#### Exercise prompt:
In the entries below, find each line bearing the string "make" and copy it.

#### Data listing:
PR #73, opened 2020-06-03
Mark 4.17.0 release

mzyromski-atlassian:
Artifacts: https://packages.atlassian.com/maven-public/com/atlassian/performance/tools/infrastructure/4.17.0/

4.16.1 shouldn't have been released as recent changes demand a minor release.

### DIFF
--- a/CHANGELOG.md
+++ b/CHANGELOG.md
@@ -24,13 +24,21 @@ Adding a requirement of a major version of a dependency is breaking a contract.
 Dropping a requirement of a major version of a dependency is a new contract.
 
 ## [Unreleased]
-[Unreleased]: https://github.com/atlassian/infrastructure/compare/release-4.16.0...master
+[Unreleased]: https://github.com/atlassian/infrastructure/compare/release-4.17.0...master
+
+## [4.17.0] - 2020-06-03
+[4.17.0]: https://github.com/atlassian/infrastructure/compare/release-4.16.0...release-4.17.0
+
+### Fixed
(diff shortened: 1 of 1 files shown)


mzyromski-atlassian:
@dagguh, WDYT: should we keep `4.16.1` entry in the changelog?

dagguh:
We should keep it. Hiding releases won't work, because it already spread via Maven repos, mirrors and local repos/caches. People will stumble upon that release. It's helpful to describe what it brings.

The nuance is: new API in 4.16.1 cannot be relied on (e.g. we can release 4.16.2 without it), but it can be relied on since 4.17.0.

CHANGELOG.md
```diff
@@ -24,14 +24,17 @@ Adding a requirement of a major version of a dependency is breaking a contract.
 Dropping a requirement of a major version of a dependency is a new contract.
 
 ## [Unreleased]
-[Unreleased]: https://github.com/atlassian/infrastructure/compare/release-4.16.0...master
+[Unreleased]: https://github.com/atlassian/infrastructure/compare/release-4.17.0...master
 
-## [4.16.1] - 2020-06-03
-[4.16.1]: https://github.com/atlassian/infrastructure/compare/release-4.16.0...release-4.16.1
```
dagguh, line 30: Let's preserve the 4.16.1 entry.
We made such mistake before: https://github.com/atlassian/report/commit/66d028197d9414587adc8eacaff669ffbb90132e

PR #75, opened 2020-07-27
JPERF-449: Expect Docker images to be runnable in CI

dagguh:

PR #76, opened 2020-08-06
Add CircleCI status badge

dagguh:
The real reason is to trigger a build on the atlassian fork.


mzyromski-atlassian:
Are we switching to CircleCI now? If so:
* what's the rationale?
* shouldn't we first reconfigure merge checks?

dagguh:
I want to switch away from TravisCI, because it fails with privileged Docker containers: https://github.com/atlassian/infrastructure/pull/75#issuecomment-669859641

PR #79, opened 2020-08-06
Don't fork for every test

dagguh:
"One" is the least optimal value.
https://docs.gradle.org/current/userguide/java_testing.html :
> Warning: a low value (other than 0) can severely hurt the performance of the tests

### DIFF
--- a/build.gradle.kts
+++ b/build.gradle.kts
@@ -102,7 +102,6 @@ val testIntegration = task<Test>("testIntegration") {
     filter {
         include("**/*IT.class")
     }
-    setForkEvery(1)
     maxParallelForks = 5
 }
 


dagguh:
The current bottleneck on GHA is installing Chromium dependencies. It takes 15 minutes, times out, and the second attempt works (after 9 minutes!). In CircleCI it takes 2 minutes. In Travis it also must be fast, because the total build time is 7 minutes - 2 minutes faster than Circle.

wyrzyk:
@dagguh Do you know why it was set to 1?

wyrzyk (dismissed):

dagguh:
> @dagguh Do you know why it was set to 1?

Git says cd6dece8f6f0dc73fdc5d82f5ca5f97f023a5c6b:
> Use 5 parallel forks

Perhaps it was used based on an interpretation of its name.

dagguh:
Superseded by #80

PR #81, opened 2020-08-07
JPERF-449: Docker on multiple Ubuntu versions

dagguh:


src/test/kotlin/com/atlassian/performance/tools/infrastructure/DockerIT.kt
```diff
@@ -1,31 +1,47 @@
...
 
-                Docker().install(connection)
-                DockerImage("hello-world").run(connection)
+                        Docker().install(ssh)
+                        DockerImage("hello-world").run(ssh)
+                    }
+                }
             }
-        }
+            .forEach { it.get() }
```
wyrzyk, line 32: No timeout? No need to shut down the pool?

src/test/kotlin/com/atlassian/performance/tools/infrastructure/sshubuntu/SshUbuntuImage.kt
```diff
@@ -0,0 +1,127 @@
...
+import java.time.Duration
+import java.util.UUID
+
+/**
+ * Supports:
+ * * [Ssh] to an Ubuntu with `sudo`
+ * * Docker "next to" Docker - able to start Docker instances even if the host is not privileged
+ * * granular Docker resource allocation and deallocation
+ */
+class SshUbuntuImage(
```
wyrzyk, line 27: Any plans to extract it for reuse?

dagguh: Yes, I want it to prove itself here, then extract it and import in `infrastructure` and `virtual-users`

src/test/kotlin/com/atlassian/performance/tools/infrastructure/DockerIT.kt
dagguh: 👍 fixed

dagguh:
Huh, I expected e75162e to be green. Locally I was testing `DockerIT` only, but it turns out other tests are red now. Good thing we got CI 😉

dagguh:
In the process of fixing other tests I found that the new SSH Ubuntu code had to install `screen` and `gnugpg` in the very first commit. After doing that, turns out that `DockerIT` just works, without any changes in `src/main` and regardless of Ubuntu version. It seems that JPERF-449 is already solved. The only value this PR now brings is:
- testing on both Ubuntu 18.04 and 16.04 (rastasheep doesn't start for 19, 20, dunno why)
- aligning the Docker install instructions with the official guide
- removing the `DockerIT` workaround

I'll reshape the changes to fit these points and push it anyway. I'll have to go back to unignoring `EntryPointIT` in `virtual-users` to rediscover what is the blocker now.

mgrzaslewicz:
I'd give it a try with our `ssh-ubuntu` library. It can be easily adjusted to have ubuntu version provided

mgrzaslewicz:
Some commit are lacking JPERF-449 prefix, should be reworded

dagguh:
> I'd give it a try with our ssh-ubuntu library. 

Ok, I'll try

mgrzaslewicz:
> Huh, I expected [e75162e](https://github.com/atlassian/infrastructure/commit/e75162e665c9057f0d9c819084f44cbc3d247dd9) to be green. Locally I was testing `DockerIT` only, but it turns out other tests are red now. Good thing we got CI wink
> 
>     * [x]  fix other tests

Is that a matter of not running tests locally or a difference between CI and local env? If the latter, could that be unified?

dagguh:
> Some commits are lacking JPERF-449 prefix, should be reworded

Some commits only fix tests. Tests are not released to consumers. So technically they're do not fix JPERF-449. Only `src/main` (or generated POM) changes do. These commits were needed to ship the fix, but they're not the fix itself.

What are the issue keys for? They're auto-linked in Jira. Are they for consumers or maintainers? Consumers already got a `Fix version` field and changelogs. Maintainers can find all the related commits via Git history (finding this pull request), but I maybe it's sometimes useful to read directly from Jira? Or maybe they're never used?

@mgrzaslewicz, do you have a use case in mind? I've got a vague feeling that your expectation has merit, so we can make it the convention for @atlassian/jpt :+1:

dagguh:
> Is that a matter of not running tests locally or a difference between CI and local env?

Yeah, I didn't run all the tests, just `DockerIT`. But CI did its job.

> If the latter, could that be unified?

That's one of the main design choices, we aim to make all tests work the same on CI and locally. Including the performance tests offered by JPT. We do this to empower local development, debugging and freedom from CI limits/queues/costs/permissions, etc.

src/test/kotlin/com/atlassian/performance/tools/infrastructure/DockerIT.kt
```diff
@@ -1,31 +1,53 @@
...
+        return runSoloSsh(ubuntuVersion) { ssh ->
+            DockerImage("hello-world").run(ssh)
         }
     }
 
-    private fun enableNestedDocker(container: GenericContainer<*>) {
-        val dockerDaemonSocket = "/var/run/docker.sock"
-        container.setBinds(listOf(Bind(dockerDaemonSocket, Volume(dockerDaemonSocket))))
+    @Test
+    fun shouldInstallIdempotently() {
```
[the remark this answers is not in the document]
dagguh: Yep, it shouldn't throw. As you the name suggests, it should be idempotent, so running things mutliple times should work.

src/test/kotlin/com/atlassian/performance/tools/infrastructure/DockerIT.kt
```diff
@@ -1,31 +1,53 @@
...
-    fun installWorks() {
-        SshUbuntuContainer(Consumer { enableNestedDocker(it) }).start().use { ssh ->
-            ssh.toSsh().newConnection().use { connection ->
-                //workaround for a bug in Docker download site for bionic
-                val packageFile = "containerd.io_1.2.2-3_amd64.deb"
-                connection.execute("curl -O https://download.docker.com/linux/ubuntu/dists/bionic/pool/edge/amd64/$packageFile", Duration.ofMinutes(3))
-                connection.execute("sudo apt install ./$packageFile", Duration.ofMinutes(3))
+    fun shouldRunOnVariousUbuntuVersions() {
+        AbruptExecutorService(newCachedThreadPool()).use { pool ->
+            listOf("16.04", "18.04", "20.04", "22.04")
```
mgrzaslewicz, line 17: Idea: extract it to constant in api package ,e.g. Ubuntu.supportedVersions and use it where needed
```
/**
 * Runs on Ubuntu {@link com.atlassian.performance.tools.infrastructure.api.supportedUbuntuVersions supported versions}.
 * @param maxConnections MySQL `max_connections` parameter.
 */
class MySqlDatabase(

---
Ubuntu.kt
package com.atlassian.performance.tools.infrastructure.api

val supportedUbuntuVersions = listOf("16.04", "18.04", "20.04", "22.04")

--
DockerIT
  supportedUbuntuVersions
                .map { ubuntuVersion ->
```

src/test/kotlin/com/atlassian/performance/tools/infrastructure/api/browser/ChromeIT.kt
```diff
@@ -1,30 +1,24 @@
...
+            val wasInstalledBefore = isChromeInstalled(ssh)
 
-                Assert.assertThat(wasInstalledBefore, Matchers.`is`(false))
-                Assert.assertThat(isInstalledAfter, Matchers.`is`(true))
-                Assert.assertThat(isChromedriverInstalled(connection), Matchers.`is`(true))
-            }
+            Chrome().install(ssh)
 
+            val isInstalledAfter = isChromeInstalled(ssh)
+            Assert.assertThat(wasInstalledBefore, Matchers.`is`(false))
```
mgrzaslewicz, line 19: import static + assertj instead of hamcrest?

dagguh: Agreed, we should standardize on AssertJ. I didn't do in this commit, because the commit was about switching the SSH Ubuntu code. I also didn't include it in the PR itself, because the PR was big enough already. Let's do AssertJ in a separate PR.

mgrzaslewicz:
> That's one of the main design choices, we aim to make all tests work the same on CI and locally. Including the performance tests offered by JPT. We do this to empower local development, debugging and freedom from CI limits/queues/costs/permissions, etc.

We might revisit our approach in other libraries, e.g.
https://github.com/atlassian/jira-software-actions/blob/master/.github/workflows/ci.yml#L19
where we have
```
        jira-version: ["8.13.26", "8.20.13", "9.3.0"]
```
So we depend solely on the CI. On the other hand we run it in CI in parallel, but we might also do that locally

src/test/kotlin/com/atlassian/performance/tools/infrastructure/DockerIT.kt
dagguh: Interesting...
Do you see a use case beyond the tests here?
I'd definitely avoid the implied contract that "`MySqlDatabase` + `AtlassianSplunkForwarder` + `UniversalSplunkForwarder` will always support the same Ubuntu versions".

dagguh:
Correct. Gradle can do that for us locally.

build.gradle.kts
```diff
@@ -66,7 +70,7 @@ dependencies {
     testCompile("com.atlassian.performance.tools:jira-software-actions:[1.0.0,2.0.0)")
     testCompile("org.hamcrest:hamcrest-library:1.3")
     testCompile("org.assertj:assertj-core:3.11.1")
-    testCompile("com.atlassian.performance.tools:ssh-ubuntu:0.2.0")
```
dagguh, line 69: > @mgrzaslewicz: [I'd give it a try with our `ssh-ubuntu` library. It can be easily adjusted to have ubuntu version provided (plus most likely some more modifications)](https://github.com/atlassian/infrastructure/pull/81#issuecomment-1286901107)

> @dagguh [Ok, I'll try on a separate branch.](https://github.com/atlassian/infrastructure/pull/81#issuecomment-1286965166)

I cannot find API to change the version. [The `UbuntuContainer(version = "18.04")` is hardcoded.](https://github.com/atlassian/ssh-ubuntu/blob/release-0.2.6/src/main/kotlin/com/atlassian/performance/tools/sshubuntu/api/SshUbuntuContainer.kt#L20) I'll expose a parameter for that.

mgrzaslewicz: Yup. I was already trying to adjust your solution to use ssh-ubuntu, but got lost in slf4j dependency conflicts

dagguh: Ok, I'll timebox that attempt to 30-45 minutes. I'm applying some time pressure on the alternative, because this JPERF-449 fix blocks a whole chain of other fixes and we want to finish before Jira release.

dagguh: @mgrzaslewicz thanks for the push in the right direction. Here's the [equivalent PR](https://github.com/atlassian/infrastructure/pull/121) based on (updated) ssh-ubuntu. I'm closing this one.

#### Answer area:
@mgrzaslewicz, do you have a use case in mind? I've got a vague feeling that your expectation has merit, so we can make it the convention for @atlassian/jpt :+1:
That's one of the main design choices, we aim to make all tests work the same on CI and locally. Including the performance tests offered by JPT. We do this to empower local development, debugging and freedom from CI limits/queues/costs/permissions, etc.
> That's one of the main design choices, we aim to make all tests work the same on CI and locally. Including the performance tests offered by JPT. We do this to empower local development, debugging and freedom from CI limits/queues/costs/permissions, etc.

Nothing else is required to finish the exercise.